ANTIGENIC RELATIONSHIPS OF BENCE JONES PROTEINS, MYELOMA GLOBULINS, AND NORMAL HUMAN gamma-GLOBULIN

Shunsuke Migita M.D.1 and Frank W. Putnam Ph.D.1

1 From the Department of Biochemistry, College of Medicine, University of Florida, Gainesville

By means of immunodiffusion and immunoelectrophoresis study has been made of antigenic relationships of Bence Jones proteins, and the three classes of normal and pathological immunoglobulins, 7S gamma, ß2A, and ß2M. All thirty-nine Bence Jones proteins studied could be classified into either one of two distinct antigenic types, A or B. Both types are related to the immunoelectrophoretically slow (S) fragment of a papain digest of normal gamma-globulin; B is related more closely than A, but neither has antigenic determinants in common with the fast (F) fragment. The 7S gamma myeloma globulins were either immunological type I or II. The papain digests of these proteins produced the S and F precipitin lines in immunoelectrophoresis but multiple bands in starch gel electrophoresis, especially in the F region.

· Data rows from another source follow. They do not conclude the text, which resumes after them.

PR #3372, opened 2022-08-25
Test against ObservationDocumentation in instrumentation TCK

shakuzen:
Instrumentation being tested against the TCK can optionally provide the DocumentedObservation that specifies the expected semantic naming to be used in the instrumentation. This ensures that the implementation matches the specified documentation, which may be used to generate written documentation.

This adds a new abstract class in between `InstrumentationVerificationTests` and the `HttpClientTimingInstrumentationVerificationTests`/`HttpServerTimingInstrumentationVerificationTests`. The class `InstrumentationTimingVerificationTests` contains methods and logic specifically for timing instrumentation. The goal is to leave `InstrumentationVerificationTests` generic enough that it may be used for other kinds of instrumentation verification. Arguably some of the remaining stuff in there should be moved since `ObservationRegistry` is probably only relevant when verifying some kind of timing instrumentation.

TODO:

- [x] merge and rebase on #3454 before this

### DIFF
--- a/micrometer-observation-test/src/main/java/io/micrometer/observation/tck/ObservationContextAssert.java
+++ b/micrometer-observation-test/src/main/java/io/micrometer/observation/tck/ObservationContextAssert.java
@@ -27,6 +27,9 @@ import java.util.*;
 import java.util.function.Predicate;
 import java.util.stream.Collectors;
 
+import static java.util.stream.Collectors.toList;
+import static org.assertj.core.util.Streams.stream;
+
 /**
  * Assertion methods for {@code Observation.Context}s and
  * {@link Observation.ContextView}s.
@@ -194,6 +197,24 @@ public class ObservationContextAssert<SELF extends ObservationContextAssert<SELF
                 failWithMessage("Observation is missing expected keys %s.", missingKeys);
             }
         }
+        return (SELF) this;
+    }
+
+    /**
+     * Verifies that the Observation key-value keys are a subset of the given set of keys.
+     */
+    public SELF hasSubsetOfKeys(String... keys) {
+        isNotNull();
+        Set<String> actualKeys = new LinkedHashSet<>(allKeys());
+        Set<String> expectedKeys = new LinkedHashSet<>(Arrays.asList(keys));
+
+        List<String> extra = stream(actualKeys).filter(actualElement -> !expectedKeys.contains(actualElement))
+                .collect(toList());
+
+        if (extra.size() > 0) {
+            failWithMessage("Observation keys are not a subset of %s. Found extra keys: %s", keys, extra);
+        }
+
         return (SELF) this;
     }
 
--- a/micrometer-test/src/main/java/io/micrometer/core/instrument/InstrumentationTimingVerificationTests.java
+++ b/micrometer-test/src/main/java/io/micrometer/core/instrument/InstrumentationTimingVerificationTests.java
@@ -20,6 +20,7 @@ import io.micrometer.common.lang.Nullable;
 import io.micrometer.observation.docs.ObservationDocumentation;
 import io.micrometer.observation.tck.TestObservationRegistryAssert;
 import org.junit.jupiter.api.AfterEach;
+import org.junit.jupiter.api.extension.ExtendWith;
 
 import java.util.Arrays;
 import java.util.HashSet;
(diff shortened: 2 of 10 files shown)


jonatan-ivanov (approved):

micrometer-observation-test/src/main/java/io/micrometer/observation/tck/ObservationContextAssert.java
```diff
@@ -197,6 +200,24 @@ else if (!extraKeys.isEmpty()) {
         return (SELF) this;
     }
 
+    /**
+     * Verifies that the Observation key-value keys are a subset of the given set of keys.
+     */
+    public SELF hasSubsetOfKeys(String... keys) {
```
shakuzen, line 206: Added this to the asserts because it may be useful to others in other places, but also I needed it for the verification with the `ObservationDocumentation` in the TCK.

micrometer-test/src/test/java11/io/micrometer/core/instrument/binder/jdk/JdkHttpClientTimingInstrumentationVerificationTests.java
```diff
@@ -13,10 +13,11 @@
  * See the License for the specific language governing permissions and
  * limitations under the License.
  */
-package io.micrometer.core.instrument;
+package io.micrometer.core.instrument.binder.jdk;
```
shakuzen, line 16: The `HttpClientObservationDocumentation` is package private, which is why I moved the test here. Maybe it's better to make it public instead? Though I'm not sure why someone outside Micrometer would need to access it.

micrometer-test/src/main/java/io/micrometer/core/instrument/InstrumentationTimingVerificationTests.java
```diff
@@ -0,0 +1,108 @@
...
+        }
+
+        // must have all required tag keys
+        assertThat(timer.getId().getTags()).extracting(Tag::getKey).containsAll(requiredTagKeys);
+        // must not contain tag keys that aren't documented
+        assertThat(timer.getId().getTags()).extracting(Tag::getKey).isSubsetOf(allPossibleTagKeys);
+
+        if (testType == TestType.METRICS_VIA_OBSERVATIONS_WITH_METRICS_HANDLER) {
+            if (observationDocumentation.getDefaultConvention() == null) {
+                TestObservationRegistryAssert.assertThat(getObservationRegistry())
```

The S fraction of type I myeloma globulins is antigenically similar to Bence Jones protein of type B, and the S component of type II myeloma globulins has antigenic determinants in common with type A Bence Jones protein. Correspondingly, myeloma patients with type I globulins and proteinuria usually excrete type B Bence Jones proteins, whereas patients with type II excrete type A proteins. The F fragment is the part common to normal 7S gamma-globulin and types I and II myeloma globulins but is absent in ß2A and ß2M pathological globulins and in both types of Bence Jones proteins. Papain digests of ß2A myeloma globulins produced a single precipitin line in immunoelectrophoresis. ß2A myeloma globulins appeared to have two antigenic units, one in common with type B Bence Jones protein and normal gamma-globulin, and another specific to ß2A. The ß2A myeloma patients excreted type B Bence Jones protein. The papain digest of a macroglobulin produced two precipitin lines, the faster of which had antigenic determinants in common with type B Bence Jones protein, the slower seemed specific for the macroglobulin. Five serum micromolecular globulins proved to be either type A or B Bence Jones proteins. From the above results, an antigenic map was constructed showing which determinants are shared and which are specific for normal 7S gamma-globulin, types I and II myeloma globulins, ß2A myeloma globulins, a macroglobulin, and types A and B Bence Jones proteins.